OK, that sounds qualified enought ;-)

 _> Aside from that, can you clarify more on: "Because the second implies an
order or magnitude less insight on the language..."?_

Oh, just asking about your involvement with Japanese, if it was just some
foreign language class at uni (that almost everybody forgets much about later)
or a major.

------
AgathaTheWitch
It is true that spoken Japanese often leaves much up to context. If you were
to translate English sentences into literally equivalent Japanese phrases, you
would invariably create phrases with far more syllables. However the language
is not used the same way as English. A child will say in English "Mom was
angry with me." In Japanese he says "okocchatta." Same information conveyed
but requiring context for the Japanese (doesn't explicitly say "mom).

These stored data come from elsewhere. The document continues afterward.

PR #19102, opened 2026-08-19
fix(harness-claude-code): resume the exact conversation

kajogo777:
Stacked on #19100.

## Background

Resume currently uses the SDK's `continue: true`, which means "most recent thread in this workdir". Once a second thread exists there, resume silently picks the wrong conversation.

## Summary

- The bridge tracks the Claude session id from the message stream and reports it in its stop reply.
- The adapter records it in the state returned by `stop()`, `detach()`, and `suspendTurn()`, and resumes with the SDK's `resume` option. State from older versions falls back to `continue`.
- The id is also exposed as `harnessMetadata['claude-code'].sessionId` on `finish` parts, so a UI can show `claude --resume <id>`.
- Resume state is now parsed through the zod schema instead of a cast.

## End-to-End Verification

Ran against the real `claude` CLI: the id streamed on finish metadata matches the one recorded by `stop()`, and a resumed session recalls prior turn content without re-reading files.

## Checklist


felixarntz (approved):
pushed a few tweaks based on the agent feedback - good to merge!

PR #19155, opened 2026-08-20
docs: add Knowl to the agent memory providers

williamttruong:
Adds Knowl to the memory providers list in `content/docs/03-agents/06-memory.mdx`.

Knowl is a local-first memory engine for coding agents: typed knowledge atoms in SQLite under the project, with conflicts resolved at write time so a superseded fact stops being a retrieval candidate. It speaks MCP, and [`@knowl/ai-sdk`](https://www.npmjs.com/package/@knowl/ai-sdk) adapts its tools for the AI SDK.

Every provider currently on the page is a hosted service behind an API key, so this adds the first entry that runs entirely locally with no account. That is also why the second commit proposes a one-clause amendment to the closing paragraph, which currently tells readers they "take on a dependency on an external service" as a blanket statement about the whole section. It is a separate commit so you can take the entry and drop the amendment, or the reverse.

The entry follows the Supermemory and Hindsight shape, including the `__PROVIDER_IMPORT__` / `__MODEL__` placeholders and the standard Neovim prompt.

## Verification

Tested against the published server on Windows:

- 27 tools adapt through `createMCPClient`, each carrying an input schema
- project scoping verified by experiment rather than assumption: an atom written under one `projectRoot` is retrieved there and is correctly absent under another
- the client closes without leaving the child process behind

## One AI SDK bug found on the way, unrelated to this PR

Wiring `Experimental_StdioMCPTransport` to `npx` fails on Windows with `EINVAL`. `npx` resolves to `npx.cmd`, Node refuses to spawn `.cmd` files without `shell: true` since the fix for CVE-2024-27980, and `mcp-stdio` hardcodes `shell: false` (`dist/mcp-stdio/index.js`) with no override exposed on `StdioConfig`.

This affects any stdio MCP server launched via npx on Windows, not just this one. Our package works around it by routing through `cmd.exe /c`. Happy to open a separate issue with a minimal reproduction if that would be useful.

## Disclosure

I am a co-founder of Knowl.

### DIFF
--- a/content/docs/03-agents/06-memory.mdx
+++ b/content/docs/03-agents/06-memory.mdx
@@ -295,7 +295,7 @@ try {
 
 Under the hood this is an MCP server, so you can also wire it with [`createMCPClient`](/docs/reference/ai-sdk-core/create-mcp-client) directly. The package adds project scoping, process lifecycle, and a launcher fix for Windows, where `npx` resolves to `npx.cmd` and cannot be spawned without a shell.
 
-**When to use memory providers**: these providers are a good fit when you want memory without building any storage infrastructure. The tradeoff is that the provider controls memory behavior, so you have less visibility into what gets stored and how it is retrieved. You also take on a dependency on an external service.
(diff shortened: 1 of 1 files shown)


williamttruong:
Filed the Windows stdio spawn issue separately as #19157, with a minimal reproduction that uses the official everything-server rather than anything of mine. It affects any npx-launched stdio MCP server on Windows, so it seemed worth keeping out of this docs PR.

Furthermore, I would argue that when you compare equivalent sentences in
English and Japanese, the Japanese sentence often conveys MORE information.
Take the English sentence "You did not eat." 4 syllables. There are many ways
to say this in Japanese.

A formal translation would be "Anata wa tabemasen deshita." Somewhere between
9 and 12 syllables depending on pronunciation. This sentence conveys a lot of
information that the English does not. For example, the use of "anata" instead
of a more rough word for "you" suggests that the speaker has a certain type of
relationship with the subject. The same is true of "tabemasen deshita", which
could have been "kutta" meaning "did not eat", but much less polite.

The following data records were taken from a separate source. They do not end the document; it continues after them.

PR #19163, opened 2026-08-20
Isolate onChunk and onError throws in streamText

### LINKED ISSUE #19161: Throwing inside `onError` (or `onChunk`) breaks the stream for every consumer and hides the real error. `onFinish` never fires either.
### Description

I hit this while wiring error handling on top of `streamText`. I used the log-and-rethrow pattern in the `onError` callback:

```ts
onError({ error }) {
  console.error(error);
  throw error; // rethrow so my caller can handle it
}
```

That is a normal thing to do in JavaScript, and I expected it to be safe here. It is not. Throwing from `onError` breaks the stream for everyone downstream, and the error they end up seeing is my throw, not the provider's.

The callback is awaited directly inside the stream transform in `packages/ai/src/generate-text/stream-text.ts:1191-1206`:

```ts
async transform(chunk, controller) {
  controller.enqueue(chunk); // forward the chunk first
  await onChunk?.({ chunk: part });      // line 1196
  if (part.type === 'error') {
    const error = wrapGatewayError(part.error);
    ...
    await onError({ error });            // line 1205
  }
  ...
}
```

There is no try/catch around either call. If one of these callbacks throws, the TransformStream's readable side rejects, and:

- `textStream`, `fullStream`, and `steps` all reject with my rethrown error. The original `AISDKError` or `APICallError` is gone. It is only visible inside the callback itself, so downstream code cannot tell that the call was an API error.
- `rejectResultPromises` runs with my error instead of the real one. Code that dispatches on error type breaks, for example checks like `NoOutputGeneratedError.isInstance(error)`.
- The step `flush` never runs. No `onFinish`, no `onStepFinish`, no telemetry end.

Meanwhile, every other callback in the same file (`onStart`, `onFinish`, `onStepFinish`, `onObjectStepFinish`) is called through `notify()` (`packages/ai/src/util/notify.ts:8-18`), which wraps each callback in try/catch. Its own doc comment says "Errors in callbacks do not break the generation flow." So the intent is clear. `onError` and `onChunk` are the only two callbacks that bypass that protection. This reads like an oversight, not a choice.

This is not limited to error parts either. A throw from `onChunk` fails the same way, which is more severe because it fires on every chunk. I verified both on `streamText`.

The same unguarded `onError` also exists in `stream-object.ts` (line 549 in 7.0.70). A throwing `onError` there errors `baseStream`, so `fullStream`, `partialObjectStream`, and `textStream` all reject with the callback's throw. Note that the separate hang bug in `streamObject` (result promises never settling) was already fixed by `b181020` in 7.0.70; this masking bug is independent of that and still persists.

### Reproduction

The snippet below is self-contained and runs against `ai@7.0.70`. I confirmed on both 7.0.66 and 7.0.70 that `fullStream` and `result.finishReason` reject with `my rethrow`, and that `onFinish` never fires. I also confirmed the same failure mode when `onChunk` throws instead.

### Reproduction steps

```ts
import { MockLanguageModelV4 } from 'ai/test';

const result = streamText({
  model: new MockLanguageModelV4({
    doStream: async () => ({
      stream: new ReadableStream({
        start(controller) {
          controller.enqueue({ type: 'error', error: new Error('provider api failure') } as any);
          controller.close();
        },
      }) as any,
    }),
  }),
  prompt: 'hi',
  onError({ error }) {
    console.log('real error is:', error); // the only place the original error is visible
    throw new Error('my rethrow');        // breaks everything downstream
  },
});

try {
  for await (const part of result.fullStream) {}
} catch (e) {
  console.log(e); // 'my rethrow'. The provider error is gone.
}
console.log(await result.finishReason); // rejects with 'my rethrow' as well
```

**Expected behavior:** callback errors are contained. At most they get logged, and the real provider error keeps propagating, consistent with the `notify()` semantics used for every other callback. `onFinish` and telemetry still run.

**Actual behavior:** the provider error is masked by the callback's throw, every consumer rejects with the wrong error, and `onFinish` never runs.

### AI SDK Version

- ai: 7.0.70

### Code of Conduct

BetterAndBetterII:
## Summary

- Throwing from `streamText`'s `onChunk` or `onError` rejected the event-processor `TransformStream`. Downstream consumers then saw the callback error instead of the provider error, and `onFinish` never ran.
- Route both callbacks through `notify()`, the same isolation used by `onStart` / `onFinish` / `onStepFinish`. The original provider error still flows on the stream.
- Fixes #19161

## Test plan

- [x] RED then GREEN: `onChunk` throw does not reject the stream
- [x] RED then GREEN: `onError` throw preserves the provider error and still runs `onFinish`
- [x] RED then GREEN: result promises keep the original `doStream` failure, not the callback throw
- [x] `packages/ai/src/generate-text/stream-text.test.ts` — 418 passed on node and edge

### DIFF
--- a/.changeset/quiet-streams-hold.md
+++ b/.changeset/quiet-streams-hold.md
@@ -1,0 +1,5 @@
+---
+"ai": patch
+---
+
+Isolate `onChunk` and `onError` throws in `streamText` so they do not break the stream or hide the original provider error.
--- a/packages/ai/src/generate-text/stream-text.test.ts
+++ b/packages/ai/src/generate-text/stream-text.test.ts
@@ -10218,6 +10218,49 @@ describe('streamText', () => {
       expect(onStepFinish).toHaveBeenCalledOnce();
       expect(onFinish).toHaveBeenCalledOnce();
     });
+
+    it('should isolate onChunk throws from the stream', async () => {
+      const onFinish = vi.fn();
+
+      const result = streamText({
+        model: createTestModel({
+          stream: convertArrayToReadableStream([
+            { type: 'text-start', id: '1' },
+            { type: 'text-delta', id: '1', delta: 'Hello' },
+            { type: 'text-end', id: '1' },
+            {
+              type: 'finish',
+              finishReason: { unified: 'stop', raw: 'stop' },
+              usage: testUsage,
+            },
+          ]),
+        }),
+        prompt: 'test-input',
+        onChunk() {
+          throw new Error('chunk callback failed');
+        },
+        onFinish,
+      });
+
+      const [textChunks, parts, steps] = await Promise.all([
+        convertAsyncIterableToArray(result.textStream),
+        convertAsyncIterableToArray(result.fullStream),
+        result.steps,
+      ]);
+
+      expect(textChunks).toStrictEqual(['Hello']);
+      expect(parts.map(part => part.type)).toStrictEqual([
+        'start',
+        'start-step',
+        'text-start',
+        'text-delta',
+        'text-end',
+        'finish-step',
+        'finish',
+      ]);
+      expect(steps).toHaveLength(1);
+      expect(onFinish).toHaveBeenCalled();
+    });
   });
 
   describe('options.onError', () => {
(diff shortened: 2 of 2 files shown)


gr2m:
Superseded by #19187, which already closed #19161.

BetterAndBetterII:
Thanks for the close and the pointer to the complete fix.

In myriad ways the Japanese language allows for speakers to be explicit about
their relationships with others and their sense of place. English by contrast
requires listeners to be more attentive to tone of voice, body language, and
word connotations.

------
shadowmint
It's worth noting that dataset this comes from is actually pretty reasonable:

"The speech data used are a subset of the MULTEXT multilingual corpus
(Campione & Véronis 1998, Komatsu et al. 2004). This subset consists of K = 20
texts composed in British English, freely translated into the following
languages to convey a comparable semantic content: French (FR), German (GE),
Italian (IT), Japanese (JA), Mandarin Chinese (MA), and Spanish (SP). Each
text consists of five semantically connected sentences that compose either a
narration or a query (to order food by phone, for example)."

Which is to say that the study took a set data (constant information content),
translated into various languages, and then analysed the information density
based on how many syllabels where in it and how long it took to deliver the
information (read) by various native speakers.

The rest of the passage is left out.